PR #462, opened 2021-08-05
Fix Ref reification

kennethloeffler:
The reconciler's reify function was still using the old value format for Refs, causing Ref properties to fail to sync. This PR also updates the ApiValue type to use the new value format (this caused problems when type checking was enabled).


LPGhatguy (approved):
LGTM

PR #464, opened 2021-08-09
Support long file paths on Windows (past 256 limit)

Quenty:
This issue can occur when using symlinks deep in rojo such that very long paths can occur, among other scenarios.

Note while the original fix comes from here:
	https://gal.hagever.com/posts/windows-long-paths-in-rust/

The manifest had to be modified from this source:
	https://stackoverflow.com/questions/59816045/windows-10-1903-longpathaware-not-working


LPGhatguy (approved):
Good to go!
---
What is needed
Of the entries above, repeat exactly the lines between the line with "PR #464, opened 2021-08-09" and the line with "https://gal.hagever.com/posts/windows-long-paths-in-rust/", inclusive, and no others.

Answer box
PR #464, opened 2021-08-09
Support long file paths on Windows (past 256 limit)

Quenty:
This issue can occur when using symlinks deep in rojo such that very long paths can occur, among other scenarios.

Note while the original fix comes from here:
	https://gal.hagever.com/posts/windows-long-paths-in-rust/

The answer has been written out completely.